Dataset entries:

PR #31, opened 2023-08-01
Update build provenance doc to mention privacy concerns

znewman01:
For reasons that are not very interesting to anybody else, it would be very helpful to me if there were an "official statement" from this group to the effect of "privacy concerns are one issue preventing Sigstore adoption for package signing by authors."

This doc feels like a good candidate to me, as we already mention one reason why we don't use human identities.


docs/build-provenance-for-all-package-registries.md
```diff
@@ -32,7 +32,7 @@ These requirements mean you won't be able to generate trustworthy build provenan
...
 
-Note that **build provenance does not try to tie a package back to a verified human identity**. Instead we're focusing on the workload identity from the build system, as that is what produces the package. Strongly authenticating humans and trying to determine their intent is a complex problem space that is out of scope for build provenance!
+Note that **build provenance does not try to tie a package back to a verified human identity**. Instead we're focusing on the workload identity from the build system, as that is what produces the package. Strongly authenticating humans and trying to determine their intent is a complex problem space that is out of scope for build provenance! Further, authenticating humans raises privacy and legal concerns that pose obstacles to repository adoption for signatures; prioritizing build provenance sidesteps these.
```
steiza, line 35:
```suggestion
Note that **build provenance does not try to tie a package back to a verified human identity**. Instead we're focusing on the workload identity from the build system, as that is what produces the package. Strongly authenticating humans and trying to determine their intent is a complex problem space that is out of scope for build provenance! Further, authenticating humans often involves Personally Identifiable Information, which registries would like to avoid additional handling of for privacy and legal concerns. By using workload identity for build provenance, registries can avoid these issues.
```

steiza (approved):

**THE PROBLEM:** The lines you need are those with the word "determine"; list them from the entries.

**COMPLETED EXERCISE:**
-Note that **build provenance does not try to tie a package back to a verified human identity**. Instead we're focusing on the workload identity from the build system, as that is what produces the package. Strongly authenticating humans and trying to determine their intent is a complex problem space that is out of scope for build provenance!
+Note that **build provenance does not try to tie a package back to a verified human identity**. Instead we're focusing on the workload identity from the build system, as that is what produces the package. Strongly authenticating humans and trying to determine their intent is a complex problem space that is out of scope for build provenance! Further, authenticating humans raises privacy and legal concerns that pose obstacles to repository adoption for signatures; prioritizing build provenance sidesteps these.
Note that **build provenance does not try to tie a package back to a verified human identity**. Instead we're focusing on the workload identity from the build system, as that is what produces the package. Strongly authenticating humans and trying to determine their intent is a complex problem space that is out of scope for build provenance! Further, authenticating humans often involves Personally Identifiable Information, which registries would like to avoid additional handling of for privacy and legal concerns. By using workload identity for build provenance, registries can avoid these issues.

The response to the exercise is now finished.